Activity | Please copy out every line in the entries that includes the word "reply".
*** Opening of Records for this task ***
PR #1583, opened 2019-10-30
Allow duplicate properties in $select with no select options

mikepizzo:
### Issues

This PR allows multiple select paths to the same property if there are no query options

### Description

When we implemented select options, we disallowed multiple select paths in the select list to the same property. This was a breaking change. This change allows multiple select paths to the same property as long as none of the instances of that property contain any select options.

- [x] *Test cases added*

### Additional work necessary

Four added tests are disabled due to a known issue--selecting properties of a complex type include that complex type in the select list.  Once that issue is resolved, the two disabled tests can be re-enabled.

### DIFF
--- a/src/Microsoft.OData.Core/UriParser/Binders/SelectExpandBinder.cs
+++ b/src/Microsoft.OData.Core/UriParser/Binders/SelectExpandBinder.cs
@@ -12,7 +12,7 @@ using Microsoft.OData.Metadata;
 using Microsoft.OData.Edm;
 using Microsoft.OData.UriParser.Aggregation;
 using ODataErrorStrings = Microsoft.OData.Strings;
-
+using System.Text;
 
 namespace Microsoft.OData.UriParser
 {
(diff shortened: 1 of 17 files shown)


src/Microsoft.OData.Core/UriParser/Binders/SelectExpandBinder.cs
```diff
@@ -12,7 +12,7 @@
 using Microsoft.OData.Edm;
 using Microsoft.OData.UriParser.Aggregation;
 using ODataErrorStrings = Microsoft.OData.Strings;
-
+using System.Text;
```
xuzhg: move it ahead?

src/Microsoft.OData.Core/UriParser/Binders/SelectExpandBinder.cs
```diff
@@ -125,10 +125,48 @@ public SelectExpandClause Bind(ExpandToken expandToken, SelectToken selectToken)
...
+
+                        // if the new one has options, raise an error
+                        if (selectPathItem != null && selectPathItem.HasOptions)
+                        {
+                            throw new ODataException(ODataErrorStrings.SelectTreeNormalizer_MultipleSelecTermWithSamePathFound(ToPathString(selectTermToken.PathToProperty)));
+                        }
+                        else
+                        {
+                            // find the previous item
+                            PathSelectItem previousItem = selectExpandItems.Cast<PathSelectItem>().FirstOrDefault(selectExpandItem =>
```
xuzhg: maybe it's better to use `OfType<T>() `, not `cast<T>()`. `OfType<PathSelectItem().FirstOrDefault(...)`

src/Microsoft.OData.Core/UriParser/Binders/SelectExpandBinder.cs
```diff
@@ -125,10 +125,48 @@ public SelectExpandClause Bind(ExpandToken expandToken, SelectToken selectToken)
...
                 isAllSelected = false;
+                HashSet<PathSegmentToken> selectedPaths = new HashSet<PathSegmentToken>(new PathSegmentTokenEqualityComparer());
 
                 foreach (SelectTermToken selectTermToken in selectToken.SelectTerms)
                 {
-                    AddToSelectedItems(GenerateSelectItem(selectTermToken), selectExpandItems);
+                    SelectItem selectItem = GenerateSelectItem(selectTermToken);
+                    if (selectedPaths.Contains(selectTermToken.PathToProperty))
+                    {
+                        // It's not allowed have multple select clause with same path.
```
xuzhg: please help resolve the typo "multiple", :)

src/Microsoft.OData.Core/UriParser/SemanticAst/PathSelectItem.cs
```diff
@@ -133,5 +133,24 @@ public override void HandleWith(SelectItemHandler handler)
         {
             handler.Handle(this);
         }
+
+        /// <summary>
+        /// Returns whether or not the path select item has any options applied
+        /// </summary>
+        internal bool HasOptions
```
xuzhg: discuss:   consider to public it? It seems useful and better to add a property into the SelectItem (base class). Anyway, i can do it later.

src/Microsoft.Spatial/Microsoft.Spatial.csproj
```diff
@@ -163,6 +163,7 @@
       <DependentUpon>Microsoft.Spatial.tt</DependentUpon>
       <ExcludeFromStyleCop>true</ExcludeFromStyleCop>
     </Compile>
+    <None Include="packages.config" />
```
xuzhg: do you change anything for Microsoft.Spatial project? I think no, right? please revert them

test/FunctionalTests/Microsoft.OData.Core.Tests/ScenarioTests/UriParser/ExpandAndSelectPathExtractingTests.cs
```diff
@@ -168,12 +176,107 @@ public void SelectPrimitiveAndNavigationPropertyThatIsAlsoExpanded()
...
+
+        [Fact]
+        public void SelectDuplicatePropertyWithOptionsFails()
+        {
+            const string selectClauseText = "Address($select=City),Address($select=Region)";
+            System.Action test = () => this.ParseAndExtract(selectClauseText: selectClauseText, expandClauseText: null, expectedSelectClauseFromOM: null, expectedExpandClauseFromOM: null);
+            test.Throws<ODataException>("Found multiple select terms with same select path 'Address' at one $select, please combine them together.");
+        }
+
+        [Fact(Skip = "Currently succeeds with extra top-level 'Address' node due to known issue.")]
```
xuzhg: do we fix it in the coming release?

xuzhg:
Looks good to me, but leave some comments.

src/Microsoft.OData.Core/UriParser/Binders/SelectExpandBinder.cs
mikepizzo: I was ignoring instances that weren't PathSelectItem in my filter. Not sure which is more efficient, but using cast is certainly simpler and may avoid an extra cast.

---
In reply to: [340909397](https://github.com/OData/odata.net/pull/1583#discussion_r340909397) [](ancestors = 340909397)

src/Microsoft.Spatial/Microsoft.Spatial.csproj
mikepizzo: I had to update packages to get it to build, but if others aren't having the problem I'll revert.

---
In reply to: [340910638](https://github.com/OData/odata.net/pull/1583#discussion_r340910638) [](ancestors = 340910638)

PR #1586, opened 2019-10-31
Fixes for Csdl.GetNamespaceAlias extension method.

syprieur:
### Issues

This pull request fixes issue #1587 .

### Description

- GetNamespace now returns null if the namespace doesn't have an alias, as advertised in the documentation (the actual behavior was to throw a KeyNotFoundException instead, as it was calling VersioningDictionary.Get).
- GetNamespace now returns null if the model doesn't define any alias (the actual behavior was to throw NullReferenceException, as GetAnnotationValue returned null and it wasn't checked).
*** Close of Records for this task ***
Expected answer |
In reply to: [340909397](https://github.com/OData/odata.net/pull/1583#discussion_r340909397) [](ancestors = 340909397)
In reply to: [340910638](https://github.com/OData/odata.net/pull/1583#discussion_r340910638) [](ancestors = 340910638)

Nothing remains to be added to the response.